Baseline characteristics
The baseline demographics and disease characteristics of the AS patients in our study are shown in Table 1. The mean age of the population was 37.3±7.9 years, and the mean disease duration was 5.1±3.4 years. All patients were treated initially with NSAIDs and/or DMARDs for a mean of 31.9±20.0 months before the beginning of anti-TNF therapy and showed positive responses to this conventional therapy. Anti-TNF therapy was determined when reactivation of the disease activity (by BASDAI score ≥4) was verified. Administration of NSAIDs was maintained for all of the patients except two because these showed poor adherence to oral medication.

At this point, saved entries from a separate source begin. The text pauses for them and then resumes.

PR #289, opened 2025-03-21
Read tracing API data lazily

rm-openai:
A common complaint is that people load their API keys using dotenv:
```
import agents # imports tracing by default

load_dotenv()
```

This causes issues, because by the time you load your dotenv, the batch processor has already read the API key.

Let's lazy load it, so it's deferred to when the processor actually _needs_ the key.

### DIFF
--- a/src/agents/tracing/processors.py
+++ b/src/agents/tracing/processors.py
@@ -5,6 +5,7 @@ import queue
 import random
 import threading
 import time
+from functools import cached_property
 from typing import Any
 
 import httpx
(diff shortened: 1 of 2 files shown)


src/agents/tracing/processors.py
```diff
@@ -70,10 +72,24 @@ def set_api_key(self, api_key: str):
...
+        if self._lazy_read_complete:
+            return
+
+        self._lazy_read_complete = True
+        if not self.api_key:
+            self.api_key = os.environ.get("OPENAI_API_KEY")
+        if not self.organization:
+            self.organization = os.environ.get("OPENAI_ORG_ID")
+        if not self.project:
+            self.project = os.environ.get("OPENAI_PROJECT_ID")
```
stevenheidel: consider using built-in functools.cached_property from python 3.8 rather than managing state yourself:

```suggestion
    @cached_property
    def api_key(self):
        return self._api_key or os.environ.get("OPENAI_API_KEY")
    
    @cached_property
    def organization(self):
        return self._organization or os.environ.get("OPENAI_ORG_ID")

    @cached_property
    def project(self):
        return self._project or os.environ.get("OPENAI_PROJECT_ID")
```

stevenheidel (approved):

Issue #291, opened 2025-03-21
circular import issue in streamed voice example


gaviral:
### Please read this first

- **Have you read the docs?**[Agents SDK docs](https://openai.github.io/openai-agents-python/) ✅
- **Have you searched for related issues?** Others may have faced similar issues. ✅

### Describe the bug

```
uv run examples/voice/streamed/main.py


Traceback (most recent call last):
  File "/Users/aviralgarg/code/openai-agents-python/examples/voice/streamed/main.py", line 14, in <module>
    from agents.voice import StreamedAudioInput, VoicePipeline
  File "/Users/aviralgarg/code/examples/voice/streamed/main.py", line 5, in <module>
    from agents import Agent, Runner, TResponseInputItem, function_tool
ImportError: cannot import name 'Agent' from partially initialized module 'agents' (most likely due to a circular import) (/Users/aviralgarg/code/examples/voice/streamed/agents.py)

```

circular import issue.

fix:

```
mv examples/voice/streamed/agents.py examples/voice/streamed/my_workflow.py
```

and replace `from .agents import MyWorkflow` with `from my_workflow import MyWorkflow` in examples/voice/streamed/main.py

### Debug information
- Agents SDK version: v0.0.6
- Python version 3.11.11

### Repro steps

```
uv run examples/voice/streamed/main.py
```

### Expected behavior

voice streamed example should have run.

rm-openai:
thanks for fixing.

PR #292, opened 2025-03-21
Fix circular dependency in voice streamed example by renaming agents #291

gaviral:
Fix circular dependency in voice streamed example by renaming agents.py to my_workflow.py

Fix circular dependency in voice streamed example by renaming agents #291


rm-openai (approved):

rm-openai:
Looks like some checks are failing

gaviral:
> Looks like some checks are failing

on it.

rm-openai (approved):

PR #297, opened 2025-03-22
Refactor: Add explicit TypeAlias for VoiceStreamEvent using modern Py…

EnggQasim:
…thon typing |Update events.py

This PR improves type hint clarity and consistency by defining `VoiceStreamEvent` as an explicit `TypeAlias` using Python 3.10+ syntax.

### 🔧 What was changed:
```python
VoiceStreamEvent: TypeAlias = (
    VoiceStreamEventAudio | VoiceStreamEventLifecycle | VoiceStreamEventError
)
```

### 🧠 Why:
- ✅ **Explicit Type Alias**: Clearly indicates that `VoiceStreamEvent` is a type alias, not a runtime variable (per [PEP 613](https://peps.python.org/pep-0613/)).
- ✅ **Improved Readability**: Uses the modern `|` union syntax, which is more concise and readable than `Union[...]`.
- ✅ **Better Tooling Support**: Helps static type checkers (like MyPy and Pyright) understand developer intent, improving accuracy and IDE support.

### 📌 Note:
This change does not affect runtime behavior. It purely enhances type safety and code quality for developers and static analyzers.

### DIFF
--- a/src/agents/voice/events.py
+++ b/src/agents/voice/events.py
@@ -41,7 +41,6 @@ class VoiceStreamEventError:
     """The type of event."""
 
 
-VoiceStreamEvent: TypeAlias = Union[
-    VoiceStreamEventAudio, VoiceStreamEventLifecycle, VoiceStreamEventError
-]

Prevalence of anemia at the initiation of anti-TNF therapy
Anemia was defined on the basis of the WHO criteria.[14] Of 43 patients, twelve (6 males and 6 females) were found to have anemia (27.9%), and the mean hemoglobin level was 11.6±0.9 gm/dl. Of these, four of the twelve showed an ACD pattern and eight showed an IDA pattern (mean hemoglobin level 11.8±1.5 and 11.6±0.7 gm/dl, respectively). Only one female patient with an ACD pattern had severe anemia (hemoglobin level <10 gm/dl). Among the patients with an IDA pattern, three female patients with a hemoglobin level below 10 gm/dl received an iron supplement. This data suggests that anemia is not uncommon in patients with AS, especially with increased disease activity.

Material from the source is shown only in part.